On Fri, Feb 12, 2021 at 08:35:03AM -0500, Brian Foster wrote:
> On Thu, Feb 11, 2021 at 04:17:31PM -0800, Darrick J. Wong wrote:
> > On Thu, Feb 11, 2021 at 05:29:05PM -0600, Eric Sandeen wrote:
> > > On 2/11/21 4:59 PM, Darrick J. Wong wrote:
> > > > From: Darrick J. Wong <djwong@kernel.org>
> > > > 
> > > > Quietly set up the ability to tell xfs_repair to set NEEDSREPAIR at
> > > > program start and (presumably) clear it by the end of the run.  This
> > > > code isn't terribly useful to users; it's mainly here so that fstests
> > > > can exercise the functionality.  We don't document this flag in the
> > > > manual pages at all because repair clears needsrepair at exit, which
> > > > means the knobs only exist for fstests to exercise the functionality.
> > > > 
> > > > Note that we can't do any of these upgrades until we've at least done a
> > > > preliminary scan of the primary super and the log.
> > > > 
> > > > Signed-off-by: Darrick J. Wong <djwong@kernel.org>
> > > > Reviewed-by: Christoph Hellwig <hch@lst.de>
> > > > Reviewed-by: Brian Foster <bfoster@redhat.com>
> > > 
> > > 
> > > I'm still a little on the fence about the cmdline option for crashing
> > > repair at a certain point from the POV that Brian kind of pointed out
> > > that this doesn't exactly scale as we need more hooks.
> > 
> > (That's in the next patch.)
> > 
> > > but
> > > 
> > > ehhhh it's a test-only undocumented option and I guess we could change
> > > it later if desired
> > > 
> > > we do have other debug options on the commandline already as well....
> > 
> > I don't mind moving the debugging hooks to be seekrit environment
> > variables or something, but I don't think I've quite addressed some of
> > Brian's comments from last time:
> > 
> > [paste in stuff Brian said]
> > 
> > > But is it worth maintaining test specific debug logic in an
> > > application just to confirm that particular feature bit upgrades
> > > actually set the bit?
> > 
> > I argue that yes, this is important enough to burn a debugging knob.
> > The sequence that I think we should prevent through testing is the one
> > where we've set the new feature on the primary super but we haven't
> > finished generating whatever new metadata is needed to complete the
> > upgrade, the system crashes, and on remount the verifiers explode.
> > 
> > Chances are pretty good that we'll get an angry bug report on the
> > mailing list: "I upgraded my fs, the power went down, and the kernel
> > sprayed corruption everywhere!"  If we get a customer escalation like
> > this, I'd /much/ rather it be about not being able to mount right after
> > the reboot than a latent corruption that grows unseen until somebody's
> > filesystem loses data.
> > 
> > If a future patch to repair accidentally breaks the behavior where we
> > set NEEDSREPAIR at the same time as we set the new feature and flush the
> > super to disk, we cannot tell that there's been a regression in this
> > safety mechanism just by looking at the output of an otherwise
> > successful xfs_repair run...
> > 
> 
> So I think what urks me most about this is how specific it is to the
> particular test.

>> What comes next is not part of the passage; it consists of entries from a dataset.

PR #304, opened 2018-10-29
Get parameter map

clalancette:
This PR adds tests for the get/set parameter map functionality in https://github.com/ros2/rclcpp/pull/575.  See that PR for more description on the functionality, CI, and links to issues.

### DIFF
--- a/test_rclcpp/test/test_local_parameters.cpp
+++ b/test_rclcpp/test/test_local_parameters.cpp
@@ -477,6 +477,40 @@ TEST(CLASSNAME(test_local_parameters, RMW_IMPLEMENTATION), set_parameter_if_not_
     ASSERT_TRUE(node->get_parameter("bar", bar_value));
     ASSERT_EQ(bar_value, 42);
   }
+
+  {
+    // try to set a map of parameters
+    std::map<std::string, double> bar_map{
+      {"x", 0.5},
+      {"y", 1.0},
+    };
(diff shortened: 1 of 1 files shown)


dirk-thomas:
Is there a reason why these tests can't be directly in `rclcpp`?

clalancette:
> Is there a reason why these tests can't be directly in `rclcpp`?

Not particularly; it does strike me as odd that they are in `system_tests`, but that's where the other `get_parameter` tests and friends are: https://github.com/ros2/system_tests/blob/master/test_rclcpp/test/test_local_parameters.cpp#L381 (and below).  I could move the tests for this PR into rclcpp/test if we think that is better, then do another PR to move the other tests here as well.

wjwwood:
Historically, I think `test_rclcpp` exists because we could not select the rmw implmentation within rclcpp, so if you wanted to run the tests across all rmw implementations you needed to do it in a separate package.  I don't think that's the case any longer, so ideally everything in `test_rclcpp` could be moved to `rclcpp` again. It's possible that there are still some tests which are better in a separate package, like if it uses the CMake interface provided by `rclcpp`.

dirk-thomas:
I was mostly focus on the rmw implementation independent things - like local node parameters. Those shouldn't run N times (for each rmw) but only once.

clalancette:
OK, closing this one in favor of putting the tests directly into https://github.com/ros2/rclcpp/pull/575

IMO, it would be _nice_ to be able to induce xfs_repair
> aborts at random purely via external mechanism, but I don't view that as
> a hard requirement and so don't necessarily oppose an injection
> mechanism in general. I also don't think this particular mechanism is as
> robust as suggested because it tests for one very particular failure
> scenario (i.e. failure to set the bit) over and over. If somebody was so
> misguided as to rewrite the superblock sometime later in repair without
> the bit set (somehow and for who knows what reason), this test wouldn't
> catch it.
> 
> Here are some handwavy random thoughts on approaches for inducing
> failures that I think would be more preferable, yet wouldn't preclude
> the specific test this mechanism intends to support:
> 
> - Define a custom signal handler to trigger an do_abort() and invoke it
>   randomly via test (or just kill -9 randomly). Con: this might require
>   a non-trivial test fs and some looping to provide adequate coverage.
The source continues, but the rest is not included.